How to format your references using the Microelectronics Journal citation style

This is a short guide how to format citations and the bibliography in a manuscript for Microelectronics Journal. For a complete guide how to prepare your manuscript refer to the journal's instructions to authors.

Using reference management software

Typically you don't format your citations and bibliography by hand. The easiest way is to use a reference manager:

PaperpileThe citation style is built in and you can choose it in Settings > Citation Style or Paperpile > Citation Style in Google Docs.
EndNoteDownload the output style file
Mendeley, Zotero, Papers, and othersThe style is either built in or you can download a CSL file that is supported by most references management programs.
BibTeXBibTeX syles are usually part of a LaTeX template.
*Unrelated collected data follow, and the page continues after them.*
PR #13072, opened 2026-05-04
tmpfs: Clear security.capability xattr on write

### LINKED ISSUE #13063: File Capabilities Survive Non-Root Rewrite
## Description
- ```gVisor``` preserves file capabilities on a writable executable after a non-root rewrite on the writable executable. Linux drops file privilege on this mutation. Under ```gVisor```, an unprivileged user can rewrite the file's contents and then execute it with the retained file capability (which enables ```setuid(0)```), gaining root inside the sandbox.
- Affected version: 
## Root cause
- In ```pkg/sentry/fsimpl/tmpfs/regular_file.go```, the function ```pwrite``` only does ```ClearSUIDAndSGID``` but not ```security.capability```
```go
rw := getRegularFileReadWriter(f, offset, pgalloc.MemoryCgroupIDFromContext(ctx))
n, err := src.CopyInTo(ctx, rw)

f.inode.touchCMtimeLocked()
for {
	old := f.inode.mode.Load()
	new := vfs.ClearSUIDAndSGID(old)
	if swapped := f.inode.mode.CompareAndSwap(old, new); swapped {
		break
	}
}
putRegularFileReadWriter(rw)
```

### Linux behavior
- In Linux, when an executable is overwritten by a low privileged user, it should lose capabilities. 
- On a Linux machine, we can create two binaries: ```normal```, which is a legit executable, and ```evil```, which is a malicious one. Also, we create a ```secret.txt``` file, which is readable for root only
```
┌──(anhvuleduc㉿DESKTOP-F1FK3E1)-[~/Downloads/gvisor/pocs]
└─$ cat evil.c
#include <fcntl.h>
#include <stdio.h>
#include <unistd.h>
#include <errno.h>
int main(void) {
  char buf[128] = {0};
  printf("before uid=%d euid=%d\n", getuid(), geteuid());
  if (setuid(0) != 0) perror("setuid");
  printf("after uid=%d euid=%d\n", getuid(), geteuid());
  int fd = open("secret.txt", O_RDONLY);
  if (fd < 0) { perror("open"); return 1; }
  read(fd, buf, sizeof(buf) - 1);
  puts(buf);
  return 0;
}

┌──(anhvuleduc㉿DESKTOP-F1FK3E1)-[~/Downloads/gvisor/pocs]
└─$ cat normal.c
#include <stdio.h>
#include <unistd.h>
int main(void) {
  printf("before uid=%d euid=%d\n", getuid(), geteuid());
  return 0;
}

┌──(anhvuleduc㉿DESKTOP-F1FK3E1)-[~/Downloads/gvisor/pocs]
└─$ cat secret.txt
flag{gvisor}

┌──(anhvuleduc㉿DESKTOP-F1FK3E1)-[~/Downloads/gvisor/pocs]
└─$ ls -l secret.txt
-rwx------ 1 root root 13 Apr  5 19:17 secret.txt
```
- After that, we set ```normal``` to be writable and executable, and also set capability for it
```
┌──(anhvuleduc㉿DESKTOP-F1FK3E1)-[~/Downloads/gvisor/pocs]
└─$ ls -l normal
-rwxrwxrwx 1 anhvuleduc anhvuleduc 16304 Apr  5 21:29 normal

┌──(anhvuleduc㉿DESKTOP-F1FK3E1)-[~/Downloads/gvisor/pocs]
└─$ sudo setcap cap_setuid+ep normal

┌──(anhvuleduc㉿DESKTOP-F1FK3E1)-[~/Downloads/gvisor/pocs]
└─$ getcap normal
normal cap_setuid=ep

┌──(anhvuleduc㉿DESKTOP-F1FK3E1)-[~/Downloads/gvisor/pocs]
└─$ ./normal
before uid=1000 euid=1000
```
- After that, we overwrite ```normal``` by ```evil```, which should remove its capability
```
┌──(anhvuleduc㉿DESKTOP-F1FK3E1)-[~/Downloads/gvisor/pocs]
└─$ cat evil > normal

┌──(anhvuleduc㉿DESKTOP-F1FK3E1)-[~/Downloads/gvisor/pocs]
└─$ getcap normal

┌──(anhvuleduc㉿DESKTOP-F1FK3E1)-[~/Downloads/gvisor/pocs]
└─$ ./normal
before uid=1000 euid=1000
setuid: Operation not permitted
after uid=1000 euid=1000
open: Permission denied
```

### ```gVisor``` behavior
- First, we start a Docker container with ```runsc``` runtime with  ```docker run --runtime=runsc --rm -it ubuntu /bin/bash```
- We then set up similarly to the above (note that we need to install ```gcc``` for compiling, and ```libcap2-bin``` for ```setcap```)
```
root@ea7337b0cd6b:/# cat evil.c
#include <fcntl.h>
#include <stdio.h>
#include <unistd.h>
#include <errno.h>
int main(void) {
  char buf[128] = {0};
  printf("before uid=%d euid=%d\n", getuid(), geteuid());
  if (setuid(0) != 0) perror("setuid");
  printf("after uid=%d euid=%d\n", getuid(), geteuid());
  int fd = open("secret.txt", O_RDONLY);
  if (fd < 0) { perror("open"); return 1; }
  read(fd, buf, sizeof(buf) - 1);
  puts(buf);
  return 0;
}
root@ea7337b0cd6b:/# cat normal.c
#include <stdio.h>
#include <unistd.h>
int main(void) {
  printf("before uid=%d euid=%d\n", getuid(), geteuid());
  return 0;
}
root@ea7337b0cd6b:/# cat secret.txt
flag{gvisor}
root@ea7337b0cd6b:/# ls -l secret.txt
-rwx------ 1 root root 13 Apr  5 14:45 secret.txt
root@ea7337b0cd6b:/# ls -l normal
-rwxrwxrwx 1 root root 16048 Apr  5 14:44 normal
root@ea7337b0cd6b:/# setcap cap_setuid+ep normal
root@ea7337b0cd6b:/# getcap normal
normal cap_setuid=ep
```

- After that, by overwriting ```normal``` by ```evil```, the low privileged user can gain root access since ```gVisor``` does not clear capability after mutation of the file
```
root@ea7337b0cd6b:/# su user1
$ id
uid=1001(user1) gid=1001(user1) groups=1001(user1)
$ cat evil > normal
$ getcap normal
normal cap_setuid=ep
$ ./normal
before uid=1001 euid=1001
after uid=0 euid=0
flag{gvisor}
```

### runsc version

```shell
runsc version release-20260427.0
```

```shell
Client:
 Version:           27.5.1+dfsg4
 API version:       1.47
 Go version:        go1.24.9
 Git commit:        cab968b3
 Built:             Thu Nov  6 10:43:49 2025
 Context:           default

Server:
 Engine:
  Version:          27.5.1+dfsg4
  API version:      1.47 (minimum version 1.24)
  Go version:       go1.24.9
  Git commit:       61416484
  Built:            Thu Nov  6 10:43:49 2025
  OS/Arch:          linux/amd64
  Experimental:     false
 containerd:
  Version:          1.7.24~ds1
  GitCommit:        1.7.24~ds1-10
 runc:
  Version:          1.3.3+ds1
  GitCommit:        1.3.3+ds1-2
 docker-init:
  Version:          0.19.0
  GitCommit:
```

### uname

Linux DESKTOP-LBURQ6K 6.6.87.2-microsoft-standard-WSL2 #1 SMP PREEMPT_DYNAMIC Thu Jun  5 18:30:46 UTC 2025 x86_64 GNU/Linux

```shell

```

_No response_

```shell

```

shayonj:
When a non-privileged user writes to a file on tmpfs, Linux clears both the setuid/setgid mode bits and the `security.capability` xattr via `file_remove_privs`. The mode bit clearing was already implemented through `ClearSUIDAndSGID` in the pwrite path, but the xattr removal was missing, so file capabilities survived content replacement. An unprivileged user could overwrite a capability-bearing binary and execute it with the retained privileges.

The fix adds a `KillPriv` method on `SimpleExtendedAttributes` that removes `security.capability` without permission checks (matching Linux's `cap_inode_killpriv`, where the kernel is the actor), and calls it from the tmpfs pwrite path alongside the existing `ClearSUIDAndSGID`.

The gofer filesystem is not affected because it explicitly blocks `security.*` xattr writes to the host filesystem.

Fixes #13063

### DIFF
--- a/pkg/sentry/fsimpl/tmpfs/regular_file.go
+++ b/pkg/sentry/fsimpl/tmpfs/regular_file.go
@@ -587,6 +587,7 @@ func (fd *regularFileFD) pwrite(ctx context.Context, src usermem.IOSequence, off
 			break
 		}
 	}
+	f.inode.xattrs.KillPriv()
 	putRegularFileReadWriter(rw)
 	return n, n + offset, err
 }
--- a/pkg/sentry/vfs/memxattr/xattr.go
+++ b/pkg/sentry/vfs/memxattr/xattr.go
@@ -122,6 +122,15 @@ func (x *SimpleExtendedAttributes) ListXattr(creds *auth.Credentials, size uint6
 	return names, nil
 }
 
+// KillPriv removes the "security.capability" xattr if present. No permission
+// check is needed because the caller is removing privileges on behalf of the
+// kernel, not userspace.
+func (x *SimpleExtendedAttributes) KillPriv() {
+	x.mu.Lock()
+	delete(x.xattrs, linux.XATTR_SECURITY_CAPABILITY)
+	x.mu.Unlock()
+}
+
 // RemoveXattr removes the xattr at 'name'.
 func (x *SimpleExtendedAttributes) RemoveXattr(creds *auth.Credentials, mode linux.FileMode, kuid auth.KUID, name string) error {
 	if err := vfs.CheckXattrPermissions(creds, vfs.MayWrite, mode, kuid, name); err != nil {
--- a/test/syscalls/linux/chown.cc
+++ b/test/syscalls/linux/chown.cc
@@ -12,9 +12,12 @@
 // See the License for the specific language governing permissions and
 // limitations under the License.
 
+#include <errno.h>
 #include <fcntl.h>
 #include <grp.h>
+#include <stdint.h>
 #include <sys/types.h>
+#include <sys/xattr.h>
 #include <unistd.h>
 
 #include <vector>
@@ -39,6 +42,33 @@ namespace gvisor {
 namespace testing {
 
 namespace {
+
+struct VfsCapData {
+  uint32_t magic_etc;
+  uint32_t permitted_lo;
+  uint32_t inheritable_lo;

Check the instructions to authors if the publisher offers a LaTeX template for this journal.

Journal articles

Those examples are references to articles in scholarly journals and how they are supposed to appear in your bibliography.

Not all journals organize their published articles in volumes and issues, so these fields are optional. Some electronic journals do not provide a page range, but instead list an article identifier. In a case like this it's safe to use the article identifier instead of the page range.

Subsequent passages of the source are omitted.